Questa è una notizia da mass media? Credo di sì. E’ una “buona notizia” che non si legge quasi mai sui giornali né si sente alla televisione: ci sono preti che, dopo cinquant’anni spesi per la Chiesa e il loro popolo, pur tra molte difficoltà, incomprensioni, sofferenze, non sono delusi ma contenti di fare i preti. Premesso che ogni vocazione data da Dio, se vissuta nella sua grazia, è buona e porta gioia, è bello fare il prete essenzialmente per due motivi. Primo, sei nella posizione migliore per innamorarti di Gesù Cristo, che è lo scopo primo della persona consacrata: solo così infatti possiamo annunziare Cristo e dare agli uomini del nostro tempo, tentati di pessimismo e anche di nichilismo, una testimonianza della gioia e della speranza che solo Cristo può suscitare nei cuori e il motivo è questo: dopo mezzo secolo di ministero pastorale, ciascun prete è convinto perchè ha toccato con mano che tutti gli uomini e le donne, tutti i popoli hanno bisogno della salvezza che viene dal Figlio di Dio fatto uomo per liberarci dal peccato, unica fonte di ogni tristezza; anche quelli che non lo conoscono, anche quelli che non credono o non ci pensano mai. La conseguenza è logica: il prete ringrazia Dio di averlo chiamato a rendere all’umanità il miglior servizio che si possa immaginare; può aver commesso degli sbagli e dei peccati, ma la misericordia di Dio è molto più grande delle nostre miserie e nulla può oscurare il sentimento profondo di aver speso bene la propria vita. Anzi, con l’aiuto di Dio, di continuare a spenderla bene, per aiutare i fratelli e le sorelle a sperimentare l’amore e la bontà del Signore. Pochi mesi fa nell’isola di Sumatra in Indonesia un missionario saveriano mi diceva: “A volte i miei parenti e amici mi scrivono: cosa fai tra i musulmani che non vogliono sentire parlare di Gesù Cristo? Ebbene, rispondo che non è vero. Se tu dai con semplicità la tua testimonianza, anche loro capiscono di aver bisogno del Vangelo. Un alto funzionario governativo mi diceva: voi cristiani siete gli unici che parlate di perdono, di pace, di amore verso i diversi; quando succedono lotte fra le varie etnie, nei comitati di pacificazione governativi c’è sempre almeno un cristiano per questo motivo”.
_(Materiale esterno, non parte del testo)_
Issue #285, opened 2017-09-20
Should we drop each vendor version support on minor releases?


Soullivaneuh:
Simple question, tiny issue.

:+1: To drop vendor support even for PHP and SF on minor release.
:-1: To keep as we do today. Drop version support on next releases only.

My thought:

:+1: Because it's semver compliant, and Doctrine maintainers already follow this way.
:+1: Because it would be **much** simpler to maintain
:-1: Because we don't have minor branches, so we can't provide bug-fixes for older minors supporting older vendor versions.

In any case, if we decide to do that, we must wait a bit after vendor release before dropping support. BTW, if we can support older version without a lot of pain, we should keep it to make transition smoother.

:warning: This does not affect this rules: We **DO NOT** drop version support of still maintained PHP and SF version and we **MUST** keep at least on LTS SF version support (currently 2.8) for concerned projects.

greg0ire:
To clarify, that would mean dropping php 5.3-5.5, and sf 2.3 on the stable branches, right? Will this policy apply on the current stable branches, or only starting with the next wave of major releases?

Soullivaneuh:
> To clarify, that would mean dropping php 5.3-5.5, and sf 2.3 on the stable branches, right?

Right.

> Will this policy apply on the current stable branches, or only starting with the next wave of major releases?'

I don't see why this can't be apply to current stable branches.

Soullivaneuh:
> BTW, if we can support older version without a lot of pain

Example: If PHP 7.2 goes out and our project perfectly work with PHP 7.0 and 7.1 without having to deal with BC condition (`method_exists`, `class_exists` etc...) we should not drop the support form composer right now.

greg0ire:
> I don't see why this can't be apply to current stable branches.

I'm all for it, just wanted to clarify

jordisala1991:
IMO if there is a good reason to drop some version of SF or PHP. We should be able to do it. Not as a: we will only be working with the latest version only, but to avoid things like having to deal with old PHP 5.3. Im +1 to have the power. But with a great power comes great responsibility

greg0ire:
I think we should only use it for versions that are no longer maintained.

Soullivaneuh:
@jordisala1991 Speciales rules for PHP and SF:

* PHP: Keep support for maintained versions (too late for 5.6, but we should not repeat this)
* Symfony: Support at least one LTS version (currently 2.8, nearly 3.4)

greg0ire:
[...]

PR #292, opened 2017-10-06
Stop testing unmaintained versions

greg0ire:
Refs #285

### DIFF
--- a/config/projects.yml
+++ b/config/projects.yml
@@ -7,7 +7,7 @@ admin-bundle:
         sonata_core: ['3']
         sonata_block: ['3']
     3.x:
-      php: ['5.3', '5.4', '5.5', '5.6', '7.0', '7.1']
+      php: ['5.6', '7.0', '7.1']
       versions:
         symfony: ['2.3', '2.7', '2.8', '3.2', '3.3']
         sonata_core: ['3']
@@ -45,7 +45,7 @@ block-bundle:
         # https://travis-ci.org/sonata-project/SonataBlockBundle/jobs/131844587#L222
         #sonata_admin: ['3']
     3.x:
-      php: ['5.3', '5.4', '5.5', '5.6', '7.0', '7.1']
+      php: ['5.6', '7.0', '7.1']
       versions:
         symfony: ['2.3', '2.7', '2.8', '3.2', '3.3']
         sonata_core: ['3']
@@ -60,7 +60,7 @@ cache:
     master:
       php: ['7.1']
     1.x:
-      php: ['5.3', '5.4', '5.5', '5.6', '7.0', '7.1']
+      php: ['5.6', '7.0', '7.1']
 
 cache-bundle:
   branches:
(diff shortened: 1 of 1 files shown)


config/projects.yml
```diff
@@ -403,9 +405,9 @@ user-bundle:
         sonata_core: ['3']
         sonata_admin: ['3']
     3.x:
-      php: ['5.3', '5.4', '5.5', '5.6', '7.0', '7.1']
+      php: ['5.6', '7.0', '7.1']
       versions:
-        symfony: ['2.3', '2.7', '2.8']
+        symfony: ['2.8']
```
core23: Please add symfony 3.3, so we have at least one symfony 3 release remaining

config/projects.yml
```diff
@@ -387,9 +389,9 @@ translation-bundle:
         sonata_core: ['3']
         sonata_admin: ['3']
     2.x:
-      php: ['5.4', '5.5', '5.6', '7.0', '7.1']
+      php: ['5.6', '7.0', '7.1']
       versions:
-        symfony: ['2.3', '2.7', '2.8', '3.2', '3.3']
+        symfony: ['2.8', '3.1', '3.2']
```
core23: Symfony 3.1 is EOL

config/projects.yml
```diff
@@ -157,10 +157,10 @@ doctrine-mongodb-admin-bundle:
         symfony: ['2.8', '3.2', '3.3']
         sonata_admin: ['3']
     3.x:
-      php: ['5.3', '5.4', '5.5', '5.6']
+      php: ['5.6']
```
core23: What about PHP 7.1?

config/projects.yml
greg0ire: Woops that one was unintended

greg0ire: Had an old version, and made my changes before rebasing.

config/projects.yml
greg0ire: Is there a proof PR for that? I'm not sure the user bundle is supposed to work with sf3 in version 2

config/projects.yml
greg0ire: Give me a proof PR and I will add it.

config/projects.yml
core23: You're right. In that case 👍

Soullivaneuh:
@greg0ire I think we can drop PHP 5.6 and 7.0 too as doctrine does.

The only LTS constraint described in #285 is about Symfony.

Except maybe if another sonata dependent project does not work on php 7.1?

greg0ire:
On the stable branches? I think it's nice to keep at least the latest minor of php we started the branch with. I'm more ok with dropping 7.0 than 5.6... Although 7.0 still has active support, and 5.6 does not.

Soullivaneuh:
> On the stable branches? I think it's nice to keep at least the latest minor of php we started the branch with. I'm more ok with dropping 7.0 than 5.6... Although 7.0 still has active support, and 5.6 does not.

As discussed on slack, we keep support only on the green section: http://php.net/supported-versions.php

For 7.0, we will exceptionally drop it as it's already done on some projects.

config/projects.yml
```diff
@@ -22,7 +22,7 @@ admin-search-bundle:
         sonata_admin: ['3']
         ruflin_elastica: ['2']
     1.x:
-      php: ['5.6', '7.0']
+      php: ['7.0']
```
Soullivaneuh: 7.1 should be supported: https://github.com/sonata-project/SonataAdminSearchBundle/blob/9c3496449e4a6d21a8a196548b378bceb74fa9ad/composer.json#L20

Si può aggiungere una riflessione per i giovani sposi: se lo Spirito getta un seme di vocazione alla vita consacrata in un vostro figlio o figlia, non ostacolateli, ma aiutateli a capire la volontà del Signore ed a maturare una risposta convinta. Non pensate che Dio vi chieda qualcosa. No, vi fa un grande dono, perchè il prete e la suora portano la sua benedizione per la vostra famiglia.